*Task prompt:*
Search term "could": please copy every line of the records below that contains it.

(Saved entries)
........
PR #8620, opened 2023-04-06
Update changesHandler.js

lemanschik:
Switching over to namedExports but keeping the old behavior for incremental upgrade


SourceR85:
To much changes for one PR...
Please provide much smaller chunks.

PR #8623, opened 2023-04-12
ci: upgrade github actions to v3

alxndrsn:
Current versions are EOL as per https://github.blog/changelog/2022-09-22-github-actions-all-actions-will-begin-running-on-node16-instead-of-node12/.

This should resolve the warning in current Actions jobs:

Screenshot_2023-04-12_18-51-06


garethbowen (approved):
LGTM!

PR #8624, opened 2023-04-13
Clarify the semantics of `since`

fischerman:
For reference: https://github.com/pouchdb/pouchdb/blob/30fd84f1ae88ca8687c2842bd131e67e7cf7c41c/packages/node_modules/pouchdb-adapter-leveldb-core/src/index.js#L1063


lucidNTR (approved):
good point, confirmed this is the current behaviour

PR #8629, opened 2023-05-01
Added null check for value in getFieldFromDoc,  closes #8027

lucidNTR:
Re-opened PR on latest master to close #8027


garethbowen:
@lucidNTR Any idea why these builds are failing?

PR #8634, opened 2023-05-05
Remove legacy script: bundle-browserify-test.sh

alxndrsn:
This script looks like it's no longer used:

* it was introduced in 2013 in cdc9af212a007ab5cc59c4b39b58fcc4cd4e9b04
* it looks like it's been superseded by doBrowserify() in bin/build-utils.sh
* it is never called in existing scripts
* there are no references to it being called previously, either in docs or other scripts


garethbowen (approved):
Thanks.

PR #8633, opened 2023-05-05
Remove legacy script: baldrick-test.sh

alxndrsn:
This script relies on `grunt`, which was removed in 2014: 70ec20be2018442bce72d6a57461778e06be7f2a

PR #8635, opened 2023-05-05
Remove legacy script: start_standalone_couch.sh

alxndrsn:
This looks like it was only ever used by `baldrick-test.sh`.

Depends on https://github.com/pouchdb/pouchdb/pull/8633


garethbowen (approved):
Sure.

PR #8636, opened 2023-05-07
update "integration test only" deps and move to devDependencies, closes #8600

lucidNTR:


alxndrsn (approved):
I wonder if `promise-polyfill` is still required - will check.

package.json
```diff
@@ -111,6 +110,7 @@
     "throw-max-listeners-error": "1.0.1",
     "ua-parser-js": "0.7.24",
     "watch-glob": "0.1.3",
+    "whatwg-fetch": "3.6.2",
```
alxndrsn, line 113: @lucidNTR can you fix the order here?  I think `wd` should come before `whatwg-fetch`, and `npm` changes the order if I install/remove other deps.

lucidNTR:
@alxndrsn the polyfill is only used at /tests/integration/index.html#L10 afaik, there seems to be an integration test testing pouch with ie and the polyfill.

SourceR85:
Close, due to promise-polyfill and whatwg-fetch removed by #8825 and #8643.

PR #8643, opened 2023-05-26
Remove promise polyfill dependency

alxndrsn:
This dependency was only used in integration tests, and is no longer required.

Closes #8600


lucidNTR (approved):
great lets get rid of thiss

PR #8646, opened 2023-05-26
Standardise shell shebangs

alxndrsn:
* always use `/bin/bash` instead of `/usr/bin/env bash` or `/bin/sh`
* always `set -e`


SourceR85 (approved):
LGTM

garethbowen (approved):

PR #8648, opened 2023-05-31
(#8594) - plugin override built-in methods

### LINKED ISSUE #8594: Cannot override bulkDocs anymore in custom Plugin with version 8.0.0
### Issue
According to the documentation: 

https://pouchdb.com/api.html#plugins

Example Plugin: Intercept Updates
A useful feature of plugins is to intercept updates before they are stored in PouchDB. In this way, a plugin might validate that the data is correct for the application, or even alter documents before they are committed to the database.

The best way to intercept all updates to a PouchDB database is to override the bulkDocs() method. All changes to PouchDB documents ultimately pass through the bulkDocs() method. For example, a call to put() will become a bulkDocs() call with a “batch” of one document.

Because PouchDB guarantees to plugin authors that all data changes ultimately happen via bulkDocs(), it is the ideal place for an application or plugin to intercept updates.

```
// Keep a reference to the "upstream" function.
var pouchBulkDocs = PouchDB.prototype.bulkDocs;
PouchDB.plugin({bulkDocs: validBulkDocs});

function validBulkDocs(body, options, callback) {
  if (typeof options == 'function') {
    callback = options
    options = {}
  }

  if (Array.isArray(body)) {
    var docs = body;
  } else {
    var docs = body.docs;
  }

  // All documents must have a .name field.
  for (var i = 0; i < docs.length; i++) {
    if (!docs[i].name) {
      var id = doc._id || '(no _id given)';
      return callback(new Error('Document is missing .name field: ' + id));
    }
  }

  // All documents check out. Pass them to PouchDB.
  return pouchBulkDocs.call(this, docs, options, callback);
}

```

The problem is that now with version 8.0.0 
```
var pouchBulkDocs = PouchDB.prototype.bulkDocs is undefined.
```
### Info
- Environment: Browser
- Platform: Chrome
- Adapter: idb
- Server: CouchDB

EthanDawes:
I added some test cases for the issue. I implemented the solution by storing the prototype of `PouchDB` at the start of the constructor, and then redeclaring the plugin methods from the stored prototype at the end of the constructor.

This resolves #8594

This is the continuation of #8631 which was accidently closed when I rebased. I rebased from a commit that didn't have CI errors. However, local `npm test` still throws errors when running from master. 🤷


garethbowen:
@funblaster22 The build is failing consistently with this change. Can you have another look?

louwers:
@garethbowen The problem is probably that the plugin override is globally registered.

Let me open a new PR with another test.

garethbowen:
@louwers That'd be my guess too. It may need an after/aftereach to unregister the plugin after the test.

PR #8651, opened 2023-06-07
test.viewadapter: restructure async handling

alxndrsn:
Reinstate async test handling using `done()` which was removed in 25db22fb0ff025b8d2c698da30c6c409066baa0c, and add more direct handling of errors.

-----

I think the current structure of tests mean that assertion failures in IndexedDB event handlers may not be detected.

This seems to introduce instability in the tests, see in places like https://github.com/pouchdb/pouchdb/pull/8569#issuecomment-1523449019.

## Example

```js
require('chai').should();

describe('async handling', () => {
  it('may not fail if error is thrown in async handler', async function() {
    setTimeout(() => {
      const x = 1;
      x.should.equal(2);
    }, 1000);
  }); 

  it('should fail if done() is used', function(done) {
    setTimeout(() => {
      const x = 1;
      x.should.equal(2);
    }, 1000);
  }); 
});
```

### Result

```
$ npx mocha mytest.js


  async handling
    ✓ may not fail if error is thrown in async handler
    1) should fail if done() is used


  1 passing (1s)
  1 failing

  1) async handling should fail if done() is used:

      Uncaught AssertionError: expected 1 to equal 2
      + expected - actual

      -1
      +2
      
      at Timeout._onTimeout (mytest.js:7:16)
      at listOnTimeout (internal/timers.js:557:17)
      at processTimers (internal/timers.js:500:7)
```

PR #8652, opened 2023-06-07
test.viewadapter: only run for expected adapters

alxndrsn:
These tests are written explicitly for `leveldb` and `idb`, but currently also run in CI with the primary adapter as `memory`.

The tests do not fail in CI because of a race condition, which is eliminated by https://github.com/pouchdb/pouchdb/pull/8651.

### DIFF
--- a/tests/integration/test.viewadapter.js
+++ b/tests/integration/test.viewadapter.js
@@ -55,6 +55,10 @@ viewAdapters.forEach(viewAdapter => {
         return;
       }
 
+      if (db.adapter !== 'leveldb' && db.adapter !== 'idb') {
+        return;
+      }
+
       await db.bulkDocs(docs);
       await db.query('index', { key: 'abc', include_docs: true });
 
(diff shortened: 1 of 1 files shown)


garethbowen:
I think checking `ADAPTERS` is right. It's confusing that it's plural, but if you check that then it should be skipped completely for everything except `leveldb` and `idb` test runs. You could also go one step further and also use this technique for the `viewAdapter` check but that's an optional extra.

Incidentally, why does this test not work with `indexeddb`?

alxndrsn:
> Incidentally, why does this test not work with `indexeddb`?

The test is asserting on the internal structure of the `IndexedDB` object stores, which is adapter-specific and not specified anywhere.

alxndrsn:
@garethbowen I'm keen to get this merged as even in the current form it's a significant improvement to the tests, and unblocks other work.  Would it be acceptable to keep the current implementation, and add a `TODO` for future improvement?  E.g.

```js
// TODO this currently marks tests as passing when they have not run.  Ideally
// the tests would not be created in the first place when they do not apply.
```

Issue #8706, opened 2023-07-17
PouchDB.get(): TypeError when optional argument 'options' is null


regnete:
When the API-method 'get' is called  without a callback an unexpected error is thrown:
`TypeError: Cannot read properties of null (reading 'open_revs')`

Environment:
 - Browser: Chrome
 - PouchDB: https://github.com/pouchdb/pouchdb/releases/download/8.0.1/pouchdb-8.0.1.js

Reproducer:

```js
var db = new PouchDB({name: "test"});
var id = "12345678";
db.put({_id: id, content: "test"}).then(function(){

  db.get(id, function(error, result){
    if(error)
      console.error("cannot get with callback", error);
    else
      console.log("get with callback", result)
  });

  db.get(id, null) .then(
  	function(result){
    	  console.log("get with promise", result)
       }, 
       function(error){
  	   console.error("cannot get with promise", error);
	});
});

```

The following line of code should be inserted at https://github.com/pouchdb/pouchdb/blob/980970331b232969824df71df7bf0bf8cf19053f/packages/node_modules/pouchdb-core/src/adapter.js#L496 to avoid the error:

```js
opts = opts || {};
```

regnete:
Thank you for the fast response on this issue. A PR is a large effort for a single line of code. Would be great if someone who modifies the code anyway could apply this little change.

garethbowen:
A PR is the only way code is changed by anyone, even someone who modifies the code anyway.

regnete:
OK. May take a while til I find the time ...

AmalChandru:
@garethbowen I was just going through the project and came across this conversation. Submitted a PR with the suggested modifications. Please let me know if any further details are needed for the commit

garethbowen:
Merged. Thanks @AmalChandru

PR #8720, opened 2023-08-07
(#8706) - Handle null options in 'get' method

AmalChandru:
When calling the `get` method without a callback and passing `null` as the options parameter, an unexpected error is thrown due to an unhandled case. This fix ensures that the options parameter is properly initialized when it is null, preventing the error from occurring.


garethbowen (approved):
Thanks!

PR #8738, opened 2023-08-28
Fix problematic test missing done()

louwers:
Test is failing in #8648 but the test itself seems problematic.

cc @garethbowen


garethbowen:
I don't think this test is the problem. The test has been unchanged for 7 years and it hasn't been failing until now. It's a bit weird through because it's passing an error handling callback to db.put, but returning as though it's a promise. I'd really like to know if the test hasn't been running properly all this time, and if so, what about your PR made it start complaining now.

PR #8739, opened 2023-08-28
(#8594) - fix plugin override built-in methods - Take 2

louwers:
#8648 with better test

cc @funblaster22 

Now the overridden `bulkDocs()` should not mess with the other tests.


louwers:
Alright, I tried. :/

I have no idea where / how `bulkDocs()` is even defined.

PR #8741, opened 2023-09-02
 test.retry: make leaked-listener test more robust

alxndrsn:
Possible fix for https://github.com/pouchdb/pouchdb/issues/8689

Alternative to https://github.com/pouchdb/pouchdb/pull/8710


garethbowen (commented):
I'm worried this is an actual bug/leak and not just a test flake, otherwise it'd be strange that it only affects a single adapter.

alxndrsn:
> I'm worried this is an actual bug/leak and not just a test flake, otherwise it'd be strange that it only affects a single adapter.

That's definitely possibly.  I think a likely alternative is that it's a race condition.

PR #8748, opened 2023-09-08
Fixing some non-function links in documentation + some http -> https

eklem:
Found out that the script-tag example for using pouchdb through jsdelivr wasn't fully correct, so fixed what I found and also changed some http:// to https://

There are a lot of http but saw that some Python-pages wasn't set up with https, so didn't go through the whole library, and didn't want to break localhost-stuff.

I don't get the `npm run build-site` to work, so only find-and-replace. Let me know if you want these changes in another form.

### DIFF
--- a/docs/_layouts/default.html
+++ b/docs/_layouts/default.html
@@ -223,11 +223,11 @@
       </div>
 
     </footer>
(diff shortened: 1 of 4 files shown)


garethbowen (approved):
Thanks!

eklem:
Nice it was of some help.

PR #8750, opened 2023-09-11
test.migration: simplify scenario/constructor mapping

alxndrsn:
Merge scenarios & constructors lists.

This should simplify adding future PouchDB versions to the migration tests as no longer need to separately declare:

* eslint globals exclusions
* cleanup via `delete window`
* extra mapping between scenario and constructor


alxndrsn:
Migration tests are not currently being run on this branch.

lucidNTR (approved):
great

PR #8751, opened 2023-09-11
tests/integration: use asyncLoadScript()

alxndrsn:
Replace duplicated script-loading code with existing `commonUtils.asyncLoadScript()` function.

Also removes a timeout-based implementation in `tests/integration/test.attachments.js`.

### DIFF
--- a/tests/common-utils.js
+++ b/tests/common-utils.js
@@ -120,7 +120,7 @@ commonUtils.loadPouchDBForBrowser = function (plugins) {
 
 // Thanks to http://engineeredweb.com/blog/simple-async-javascript-loader/
 commonUtils.asyncLoadScript = function (url) {
-  return new commonUtils.Promise(function (resolve) {
+  return new commonUtils.Promise(function (resolve, reject) {
     // Create a new script and setup the basics.
     var script = document.createElement("script");
     var firstScript = document.getElementsByTagName('script')[0];
@@ -128,6 +128,7 @@ commonUtils.asyncLoadScript = function (url) {
     script.async = true;
     script.src = url;
 
+    script.onerror = reject;
     script.onload = function () {
       resolve();
 
--- a/tests/common-utils.js
+++ b/tests/common-utils.js
@@ -123,7 +123,6 @@ commonUtils.asyncLoadScript = function (url) {
   return new commonUtils.Promise(function (resolve, reject) {
     // Create a new script and setup the basics.
     var script = document.createElement("script");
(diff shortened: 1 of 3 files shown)


tests/integration/browser.migration.js
```diff
@@ -46,13 +46,7 @@ describe('migration', function () {
       if (!match) {
         return testUtils.Promise.resolve();
       }
-      return new testUtils.Promise(function (resolve, reject) {
-        var script = document.createElement('script');
-        script.onload = resolve;
-        script.onerror = reject;
```
lucidNTR, line 52: the asyncLoadScript does not have the error handler, would you mind adding it there with the promise rejection as here?

lucidNTR: in addition, i think asyncLoadScript will fail if there is no existing script tag due to prepending document.getElementsByTagName('script')[0], if we replace existing code we might also add the fallback behaviour there to fall back to append child to body if there is no existing script tag.

tests/integration/test.attachments.js
```diff
@@ -3113,15 +3113,9 @@ adapters.forEach(function (adapter) {
             var bigimage = require('./deps/bigimage.js');
             cb(null, bigimage);
           } else { // browser
-            var script = document.createElement('script');
-            script.src = 'deps/bigimage.js';
-            document.body.appendChild(script);
-            var timeout = setInterval(function () {
```
lucidNTR, line 3119: great this code will be gone

lucidNTR (changes requested):

tests/integration/browser.migration.js
alxndrsn: Good catch - thanks!  I'll update.

alxndrsn: > we might also add the fallback behaviour there to fall back to append child to body if there is no existing script tag

I've updated to just append all scripts to `document.body`.  It seems to work 🫣

tests/common-utils.js
```diff
@@ -141,9 +141,7 @@ commonUtils.asyncLoadScript = function (url) {
       }
     };
 
-    // Attach the script tag to the page (before the first script) so the
-    //magic can happen.
-    firstScript.parentNode.insertBefore(script, firstScript);
+    document.body.append(script);
```
lucidNTR, line 144: good catch, for script async = true the order does not matter as per spec, and even if , the order would mostly depend on call order of asyncLoadScript, not tag order...

lucidNTR (approved):

PR #8752, opened 2023-09-11
test.migration: add test for indexeddb adapter

alxndrsn:
Test version upgrades with the `indexeddb` adapter.

Might be helpful to ignore whitespace when reviewing: https://github.com/pouchdb/pouchdb/pull/8752/files/?w=1


tests/integration/test.attachments.js
```diff
@@ -3113,15 +3113,9 @@ adapters.forEach(function (adapter) {
...
-            document.body.appendChild(script);
-            var timeout = setInterval(function () {
-              if (window.bigimage) {
-                clearInterval(timeout);
-                cb(null, window.bigimage);
-              }
-            }, 500);
+            testUtils.asyncLoadScript('deps/bigimage.js')
+                .then(() => cb(null, window.bigimage))
+                .catch(err => cb(err));
```
alxndrsn, line 3118: Already submitted as separate PR.

tests/common-utils.js
```diff
@@ -140,6 +140,7 @@ commonUtils.asyncLoadScript = function (url) {
         script.onload();
       }
     };
+    script.onerror = reject;
```
alxndrsn, line 143: Not directly relevant to this PR.  This needs testing separately, and including as its own PR if it works.

packages/node_modules/pouchdb-adapter-indexeddb/src/setup.js
```diff
@@ -127,6 +132,32 @@ function openDatabase(openDatabases, api, opts, resolve, reject) {
...
+        doc.data.migrated = true;
+        Object.values(doc.revs).forEach(rev => {
+          rev.data.migrated = true;
+        });
+
+        cursor.update(doc).onsuccess = () => {
+          cursor.continue();
+        };
+      };
+    }
```
alxndrsn, line 160: This all needs to be rolled back.

tests/integration/browser.migration.js
```diff
@@ -1,27 +1,34 @@
...
+  const scenarios = [
+    { scenario: 'PouchDB v1.1.0', constructorName: 'PouchDBVersion110'} ,
+    { scenario: 'PouchDB v2.0.0', constructorName: 'PouchDBVersion200'} ,
+    { scenario: 'PouchDB v2.2.0', constructorName: 'PouchDBVersion220'} ,
+    { scenario: 'PouchDB v3.0.6', constructorName: 'PouchDBVersion306'} ,
+    { scenario: 'PouchDB v3.2.0', constructorName: 'PouchDBVersion320'} ,
+    { scenario: 'PouchDB v3.6.0', constructorName: 'PouchDBVersion360'} ,
+    { scenario: 'PouchDB v7.3.1', constructorName: 'PouchDBVersion731'} ,
+    { scenario: 'PouchDB v8.0.1', constructorName: 'PouchDBVersion801'} ,
+    { scenario: 'websql',         constructorName: 'PouchDB'} ,
```
alxndrsn, line 31: Already submitted in separate PR.

tests/integration/browser.migration.js
```diff
@@ -631,523 +741,508 @@ describe('migration', function () {
...
+              .then(()    => oldPouch.get('norm-1'))
+              .then((doc) => oldPouch.putAttachment('norm-1',       'att.txt', doc._rev,  attFor('norm-1'), 'text/plain'))
+
+              .then(()    => oldPouch.putAttachment('norm-2',       'att.txt', undefined, attFor('norm-2'), 'text/plain'))
+
+              .then(() => oldPouch.close())
+
+              .then(() => {
+                newPouch = new dbs.second.pouch(dbs.second.local, { auto_compaction: false, adapter: 'indexeddb' });
+              })
```
garethbowen, line 1197: I can't help but think this sort of setup should be common to all migration tests but this implementation looks quite different from the "idb" one. Ideally as it's an integration test it would be more black box style testing where the "given" and "then" is the same, it's just the parameters for the "when" (adapter, pouch version, etc) that change. Is there a clean way to pull this out so we're testing the same things between adapters?

garethbowen (changes requested):
Nice one! One suggestion inline but it may be too much work for this PR.

tests/integration/browser.migration.js
alxndrsn: > Is there a clean way to pull this out so we're testing the same things between adapters?

How about https://github.com/pouchdb/pouchdb/pull/8766?

alxndrsn:
Now #8766 has been merged, this will need re-working to just introduce a new test around local docs & attachments.

alxndrsn:
Superseded by https://github.com/pouchdb/pouchdb/pull/8766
........
*Expected answer:*
I think checking `ADAPTERS` is right. It's confusing that it's plural, but if you check that then it should be skipped completely for everything except `leveldb` and `idb` test runs. You could also go one step further and also use this technique for the `viewAdapter` check but that's an optional extra.
Thank you for the fast response on this issue. A PR is a large effort for a single line of code. Would be great if someone who modifies the code anyway could apply this little change.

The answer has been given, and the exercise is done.